Required work
Go through the following data and transcribe exactly the stretch of lines from the one holding "Looks good!" to the one holding "3. The default is for a stat to be numerical.", both included.

Material for this exercise

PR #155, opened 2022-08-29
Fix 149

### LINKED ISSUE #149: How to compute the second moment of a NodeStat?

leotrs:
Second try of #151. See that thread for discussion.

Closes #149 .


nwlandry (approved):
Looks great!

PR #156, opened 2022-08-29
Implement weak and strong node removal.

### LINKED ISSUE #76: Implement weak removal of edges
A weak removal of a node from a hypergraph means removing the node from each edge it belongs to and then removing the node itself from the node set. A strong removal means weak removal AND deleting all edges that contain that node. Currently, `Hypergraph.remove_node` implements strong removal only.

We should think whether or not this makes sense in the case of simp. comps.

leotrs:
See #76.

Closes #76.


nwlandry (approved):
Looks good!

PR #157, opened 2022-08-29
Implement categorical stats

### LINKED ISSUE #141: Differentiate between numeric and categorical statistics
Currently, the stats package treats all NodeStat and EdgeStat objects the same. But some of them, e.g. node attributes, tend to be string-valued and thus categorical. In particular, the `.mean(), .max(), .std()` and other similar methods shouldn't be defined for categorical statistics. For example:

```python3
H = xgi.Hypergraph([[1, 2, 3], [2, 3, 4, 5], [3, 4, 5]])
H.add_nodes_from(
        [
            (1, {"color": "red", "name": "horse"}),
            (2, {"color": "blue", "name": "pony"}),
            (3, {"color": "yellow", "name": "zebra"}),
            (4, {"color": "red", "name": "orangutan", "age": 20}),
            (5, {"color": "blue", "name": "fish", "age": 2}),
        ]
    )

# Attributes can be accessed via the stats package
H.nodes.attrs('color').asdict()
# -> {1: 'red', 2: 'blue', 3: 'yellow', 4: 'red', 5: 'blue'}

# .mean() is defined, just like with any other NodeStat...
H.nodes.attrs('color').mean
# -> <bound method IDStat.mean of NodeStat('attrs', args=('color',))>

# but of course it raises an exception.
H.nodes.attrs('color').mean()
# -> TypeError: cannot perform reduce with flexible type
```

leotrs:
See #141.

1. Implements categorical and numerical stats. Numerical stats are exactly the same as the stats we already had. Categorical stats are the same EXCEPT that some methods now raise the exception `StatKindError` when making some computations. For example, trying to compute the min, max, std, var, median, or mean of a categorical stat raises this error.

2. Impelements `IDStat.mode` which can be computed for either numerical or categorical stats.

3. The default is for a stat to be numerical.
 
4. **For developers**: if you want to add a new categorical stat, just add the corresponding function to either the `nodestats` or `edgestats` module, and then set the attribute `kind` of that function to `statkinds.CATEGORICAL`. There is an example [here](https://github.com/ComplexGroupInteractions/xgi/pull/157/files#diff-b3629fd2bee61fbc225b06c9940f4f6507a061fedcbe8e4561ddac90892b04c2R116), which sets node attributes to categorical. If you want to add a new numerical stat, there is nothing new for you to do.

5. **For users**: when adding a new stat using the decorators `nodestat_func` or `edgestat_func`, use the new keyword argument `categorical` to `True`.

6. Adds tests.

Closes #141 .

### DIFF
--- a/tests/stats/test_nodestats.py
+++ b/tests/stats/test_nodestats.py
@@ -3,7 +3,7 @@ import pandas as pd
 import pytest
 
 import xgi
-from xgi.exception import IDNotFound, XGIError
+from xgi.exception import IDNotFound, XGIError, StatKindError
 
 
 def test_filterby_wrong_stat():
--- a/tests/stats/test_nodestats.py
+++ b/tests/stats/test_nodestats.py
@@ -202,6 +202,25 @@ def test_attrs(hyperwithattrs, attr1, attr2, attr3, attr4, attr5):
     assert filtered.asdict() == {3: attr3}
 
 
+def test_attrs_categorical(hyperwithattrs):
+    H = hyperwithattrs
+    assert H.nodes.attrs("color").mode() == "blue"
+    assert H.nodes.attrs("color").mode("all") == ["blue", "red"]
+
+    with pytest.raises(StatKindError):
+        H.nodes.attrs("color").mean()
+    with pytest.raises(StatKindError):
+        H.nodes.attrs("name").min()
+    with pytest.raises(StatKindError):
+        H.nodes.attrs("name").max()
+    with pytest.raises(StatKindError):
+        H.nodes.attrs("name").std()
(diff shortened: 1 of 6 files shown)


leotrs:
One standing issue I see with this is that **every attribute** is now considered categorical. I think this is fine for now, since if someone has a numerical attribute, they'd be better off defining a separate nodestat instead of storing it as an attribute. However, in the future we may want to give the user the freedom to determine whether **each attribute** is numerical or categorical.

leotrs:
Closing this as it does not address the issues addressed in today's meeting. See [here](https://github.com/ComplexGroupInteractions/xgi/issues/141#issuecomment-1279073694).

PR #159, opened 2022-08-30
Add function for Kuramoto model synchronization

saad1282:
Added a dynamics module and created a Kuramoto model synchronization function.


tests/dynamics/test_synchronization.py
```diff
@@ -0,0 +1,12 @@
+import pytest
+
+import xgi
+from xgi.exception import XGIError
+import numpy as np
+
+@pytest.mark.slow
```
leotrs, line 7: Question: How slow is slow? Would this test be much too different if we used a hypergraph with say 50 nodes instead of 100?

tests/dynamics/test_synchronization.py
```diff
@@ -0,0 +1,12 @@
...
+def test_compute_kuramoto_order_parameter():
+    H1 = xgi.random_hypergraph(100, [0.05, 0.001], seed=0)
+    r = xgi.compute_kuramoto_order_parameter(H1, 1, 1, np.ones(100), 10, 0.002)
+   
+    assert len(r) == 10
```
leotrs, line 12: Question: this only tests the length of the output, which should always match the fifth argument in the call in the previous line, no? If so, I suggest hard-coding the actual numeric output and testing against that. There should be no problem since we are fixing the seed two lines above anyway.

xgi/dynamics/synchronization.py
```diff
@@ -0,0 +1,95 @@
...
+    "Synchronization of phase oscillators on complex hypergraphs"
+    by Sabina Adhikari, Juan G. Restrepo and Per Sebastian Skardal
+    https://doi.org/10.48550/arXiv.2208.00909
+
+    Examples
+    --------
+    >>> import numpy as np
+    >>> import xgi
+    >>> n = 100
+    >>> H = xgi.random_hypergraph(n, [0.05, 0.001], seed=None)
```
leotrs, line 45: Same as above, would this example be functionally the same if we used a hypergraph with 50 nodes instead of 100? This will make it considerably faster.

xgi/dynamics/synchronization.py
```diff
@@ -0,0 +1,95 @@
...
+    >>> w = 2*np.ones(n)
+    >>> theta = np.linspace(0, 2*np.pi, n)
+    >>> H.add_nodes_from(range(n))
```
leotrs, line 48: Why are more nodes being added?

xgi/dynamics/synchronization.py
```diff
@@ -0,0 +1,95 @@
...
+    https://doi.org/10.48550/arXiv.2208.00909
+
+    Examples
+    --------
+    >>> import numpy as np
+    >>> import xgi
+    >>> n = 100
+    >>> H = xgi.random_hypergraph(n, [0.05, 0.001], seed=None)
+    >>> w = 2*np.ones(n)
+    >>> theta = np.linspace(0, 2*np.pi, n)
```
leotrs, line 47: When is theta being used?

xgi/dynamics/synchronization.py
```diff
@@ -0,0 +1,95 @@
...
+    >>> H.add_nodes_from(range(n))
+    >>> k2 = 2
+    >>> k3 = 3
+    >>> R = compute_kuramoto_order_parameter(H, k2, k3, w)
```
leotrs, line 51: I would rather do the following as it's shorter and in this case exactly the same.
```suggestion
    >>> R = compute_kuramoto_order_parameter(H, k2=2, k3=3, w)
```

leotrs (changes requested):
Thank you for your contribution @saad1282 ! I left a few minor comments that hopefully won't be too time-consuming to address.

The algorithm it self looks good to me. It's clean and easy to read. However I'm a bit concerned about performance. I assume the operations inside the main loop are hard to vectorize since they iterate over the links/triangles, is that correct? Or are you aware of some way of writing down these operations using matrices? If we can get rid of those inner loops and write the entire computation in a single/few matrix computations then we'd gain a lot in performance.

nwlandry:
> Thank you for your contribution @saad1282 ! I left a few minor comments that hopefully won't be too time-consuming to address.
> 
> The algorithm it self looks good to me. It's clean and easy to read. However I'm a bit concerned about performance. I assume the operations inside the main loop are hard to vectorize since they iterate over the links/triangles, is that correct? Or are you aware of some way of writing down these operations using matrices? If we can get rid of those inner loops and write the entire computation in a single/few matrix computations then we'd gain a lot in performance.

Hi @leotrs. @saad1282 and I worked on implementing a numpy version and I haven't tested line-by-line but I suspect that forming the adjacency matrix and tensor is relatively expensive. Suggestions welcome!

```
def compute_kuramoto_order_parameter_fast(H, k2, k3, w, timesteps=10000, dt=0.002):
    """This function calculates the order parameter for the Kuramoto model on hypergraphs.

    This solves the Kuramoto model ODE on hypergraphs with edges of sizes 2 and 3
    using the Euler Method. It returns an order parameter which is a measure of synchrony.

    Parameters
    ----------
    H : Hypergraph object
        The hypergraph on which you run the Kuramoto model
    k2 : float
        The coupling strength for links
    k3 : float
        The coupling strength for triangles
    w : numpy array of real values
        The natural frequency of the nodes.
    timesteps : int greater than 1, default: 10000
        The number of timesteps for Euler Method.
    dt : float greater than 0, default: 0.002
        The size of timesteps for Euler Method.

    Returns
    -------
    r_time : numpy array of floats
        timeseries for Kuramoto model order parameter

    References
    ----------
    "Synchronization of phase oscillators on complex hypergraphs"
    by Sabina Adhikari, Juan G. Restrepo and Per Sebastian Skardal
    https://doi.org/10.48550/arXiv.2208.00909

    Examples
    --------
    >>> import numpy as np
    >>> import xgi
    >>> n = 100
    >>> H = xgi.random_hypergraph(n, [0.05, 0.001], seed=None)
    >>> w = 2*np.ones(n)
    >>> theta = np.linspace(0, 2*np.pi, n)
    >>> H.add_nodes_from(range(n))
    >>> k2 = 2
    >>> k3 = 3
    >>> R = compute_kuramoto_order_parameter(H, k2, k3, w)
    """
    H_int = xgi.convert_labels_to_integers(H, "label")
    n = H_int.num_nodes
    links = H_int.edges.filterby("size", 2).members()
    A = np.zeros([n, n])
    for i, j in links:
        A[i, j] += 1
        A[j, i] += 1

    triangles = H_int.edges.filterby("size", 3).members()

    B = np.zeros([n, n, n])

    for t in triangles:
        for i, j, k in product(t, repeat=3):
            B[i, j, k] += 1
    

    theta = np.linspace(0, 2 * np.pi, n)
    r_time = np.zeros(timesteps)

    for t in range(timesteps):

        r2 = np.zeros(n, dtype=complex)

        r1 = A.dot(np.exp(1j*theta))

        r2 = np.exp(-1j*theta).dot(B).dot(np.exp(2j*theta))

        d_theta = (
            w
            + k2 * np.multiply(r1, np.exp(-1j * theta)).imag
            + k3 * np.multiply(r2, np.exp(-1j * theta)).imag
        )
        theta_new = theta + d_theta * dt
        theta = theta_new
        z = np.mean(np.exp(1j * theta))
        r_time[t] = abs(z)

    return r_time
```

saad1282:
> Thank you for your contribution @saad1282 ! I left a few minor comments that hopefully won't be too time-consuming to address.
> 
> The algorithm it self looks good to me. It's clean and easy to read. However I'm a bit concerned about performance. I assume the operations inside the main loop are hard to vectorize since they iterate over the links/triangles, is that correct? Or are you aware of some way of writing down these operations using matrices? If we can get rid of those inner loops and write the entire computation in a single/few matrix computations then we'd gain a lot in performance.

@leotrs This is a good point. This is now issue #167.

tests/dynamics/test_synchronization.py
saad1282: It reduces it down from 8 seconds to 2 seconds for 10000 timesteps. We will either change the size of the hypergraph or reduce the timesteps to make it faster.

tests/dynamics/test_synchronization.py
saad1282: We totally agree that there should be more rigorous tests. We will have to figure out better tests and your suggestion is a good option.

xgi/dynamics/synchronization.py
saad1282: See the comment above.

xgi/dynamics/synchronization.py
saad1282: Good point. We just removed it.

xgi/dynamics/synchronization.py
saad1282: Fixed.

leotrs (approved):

Answer space
Looks good!

PR #157, opened 2022-08-29
Implement categorical stats

### LINKED ISSUE #141: Differentiate between numeric and categorical statistics
Currently, the stats package treats all NodeStat and EdgeStat objects the same. But some of them, e.g. node attributes, tend to be string-valued and thus categorical. In particular, the `.mean(), .max(), .std()` and other similar methods shouldn't be defined for categorical statistics. For example:

```python3
H = xgi.Hypergraph([[1, 2, 3], [2, 3, 4, 5], [3, 4, 5]])
H.add_nodes_from(
        [
            (1, {"color": "red", "name": "horse"}),
            (2, {"color": "blue", "name": "pony"}),
            (3, {"color": "yellow", "name": "zebra"}),
            (4, {"color": "red", "name": "orangutan", "age": 20}),
            (5, {"color": "blue", "name": "fish", "age": 2}),
        ]
    )

# Attributes can be accessed via the stats package
H.nodes.attrs('color').asdict()
# -> {1: 'red', 2: 'blue', 3: 'yellow', 4: 'red', 5: 'blue'}

# .mean() is defined, just like with any other NodeStat...
H.nodes.attrs('color').mean
# -> <bound method IDStat.mean of NodeStat('attrs', args=('color',))>

# but of course it raises an exception.
H.nodes.attrs('color').mean()
# -> TypeError: cannot perform reduce with flexible type
```

leotrs:
See #141.

1. Implements categorical and numerical stats. Numerical stats are exactly the same as the stats we already had. Categorical stats are the same EXCEPT that some methods now raise the exception `StatKindError` when making some computations. For example, trying to compute the min, max, std, var, median, or mean of a categorical stat raises this error.

2. Impelements `IDStat.mode` which can be computed for either numerical or categorical stats.

3. The default is for a stat to be numerical.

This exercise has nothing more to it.